きょうの蹄音競馬にまつわるちょっといい話

2019.8.1

歌人“京雅”さんからの和歌(沓冠) アイビスサマーダッシュ&クイーンステークス

8月1日は、小野次郎 調教師、高柳瑞樹 調教師の誕生日です。誕生日おめでとうございます!
史上2頭目の無敗の三冠馬となり、種牡馬としても多くのG1馬を残してきたディープインパクトがけい用先の社台スタリオンステーションで亡くなりました。7月30日早朝、レントゲン検査で頸椎に骨折が見つかり、回復の見込みが立たないことから、安楽死の処分が取られたようです。御冥福をお祈りします。
先週は、新潟でアイビスサマーダッシュ(GIII)、小倉で小倉サマージャンプ(J・GIII)、札幌でクイーンステークス(GIII)と各競馬場で重賞が行われました。新潟と札幌の両重賞では、当協会の会員が優勝されました。京雅さんからは重賞制覇を祝して、和歌が2首届いております。是非、隠れたメッセージを読み解いてください。(メッセージの答えは最後に)

アイビスサマーダッシュ 京雅

ボス飛ばそ
すぐ先行と
駆けたなら
決戦で勝ち
ただ千直を

隠れたメッセージは「ぼすかけた そとらちを → ボス駆けた 外埒を」です。
ボ()ス飛ばそ(
す()ぐ先行と(
駆()けたなら(
決()戦で勝ち(
た()だ千直を(


クイーンステークス 京雅

読んで今
馬みごと抜け
疾走は
抜群良いな
出来た四勝し

隠れたメッセージは「ようしばで まけはなし → 洋芝で 負けは無し」です。
読()んで今(
馬()みごと抜け(
疾()走は(
抜()群良いな(
出()来た四勝し(



<京雅さんからのメッセージ>
中山馬主協会の会員様が新潟と札幌で重賞優勝というおめでたい週ですので、和歌を2首詠みました。

新潟のアイビスサマーダッシュではライオンボスが1番人気に応えて優勝。好スタートから外埒につけて、先行抜け出しの戦法。急遽、乗り替わりとなった田邉騎手の檄に反応し、駆け抜けました。新潟の千直は3戦3勝の負けなし。コース巧者が躍動したレースでした。

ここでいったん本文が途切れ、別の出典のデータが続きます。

PR #1176, opened 2018-02-27
iOS: Notify rendering completion

yeohan:
This is to notify app of the rendering completion of an adaptive card. Using this, app can show the card only after it gets fully available.

## Issue
TextBlock rendering is a heavy task in iOS. It gives noticeable delay for users in hundreds milliseconds. We do render TextBlock elements async (which alone is good), but it is slow enough for users to notice they are being rendered. It looks messy so you may want to hide it while rendering is in progress.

札幌のクイーンステークスも1番人気ミッキーチャームが自身2勝目となる重賞制覇。「外枠だったので内の馬を見ながらリズム良く走らせようと考えていました」との川田騎手の思惑通り、他馬の状況を読み切って、直線入り口で抜け出し疾走しました。これで洋芝は、函館・札幌で4戦4勝。秋に向けて弾みとなる勝利でした。


今週末は新潟・レパードステークス(GIII)、小倉・小倉記念(GIII)が行われます。今週も会員皆様のご愛馬の活躍を祈念いたします。


※ 【沓冠】の解説
和歌の折句の一種。意味のある10文字の語句を、各句の初め(冠)と終わり(沓)に1字ずつ詠み込んだもの。「沓」とは、体の一番下に着けるもので、「冠」とは、一番上に着けるものであることから、「沓冠」といわれる。 平安貴族の「言葉遊び」で、短歌の中に、本文とは違う言葉を忍び込ませて、和歌の表面とは違ったメッセージを密かに伝えているところが、面白いところ。

※歌人“京雅”さん
長く競馬サークルに住みついている覆面歌人。本年から、当協会ホームページで連載開始。渾身の一首をお届けするので皆さんも、是非、謎解きに挑戦してください。